**** Source material ****
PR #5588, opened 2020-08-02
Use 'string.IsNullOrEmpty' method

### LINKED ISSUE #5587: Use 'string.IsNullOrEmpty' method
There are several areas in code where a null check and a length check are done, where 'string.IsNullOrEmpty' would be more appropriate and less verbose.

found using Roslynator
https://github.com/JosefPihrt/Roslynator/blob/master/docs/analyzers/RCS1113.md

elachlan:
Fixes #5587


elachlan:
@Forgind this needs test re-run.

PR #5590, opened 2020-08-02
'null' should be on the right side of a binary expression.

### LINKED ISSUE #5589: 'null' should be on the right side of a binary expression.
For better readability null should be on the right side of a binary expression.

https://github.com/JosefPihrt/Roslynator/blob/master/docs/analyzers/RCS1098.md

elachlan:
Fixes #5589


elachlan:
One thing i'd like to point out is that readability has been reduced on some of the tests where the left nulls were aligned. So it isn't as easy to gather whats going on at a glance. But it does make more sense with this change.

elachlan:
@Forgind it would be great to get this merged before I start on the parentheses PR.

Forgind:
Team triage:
****
Work to be completed - Set down all of the entries exactly, please.

Answer box -
PR #5588, opened 2020-08-02
Use 'string.IsNullOrEmpty' method

### LINKED ISSUE #5587: Use 'string.IsNullOrEmpty' method
There are several areas in code where a null check and a length check are done, where 'string.IsNullOrEmpty' would be more appropriate and less verbose.

found using Roslynator
https://github.com/JosefPihrt/Roslynator/blob/master/docs/analyzers/RCS1113.md

elachlan:
Fixes #5587


elachlan:
@Forgind this needs test re-run.

PR #5590, opened 2020-08-02
'null' should be on the right side of a binary expression.

### LINKED ISSUE #5589: 'null' should be on the right side of a binary expression.
For better readability null should be on the right side of a binary expression.

https://github.com/JosefPihrt/Roslynator/blob/master/docs/analyzers/RCS1098.md

elachlan:
Fixes #5589


elachlan:
One thing i'd like to point out is that readability has been reduced on some of the tests where the left nulls were aligned. So it isn't as easy to gather whats going on at a glance. But it does make more sense with this change.

elachlan:
@Forgind it would be great to get this merged before I start on the parentheses PR.

Forgind:
Team triage:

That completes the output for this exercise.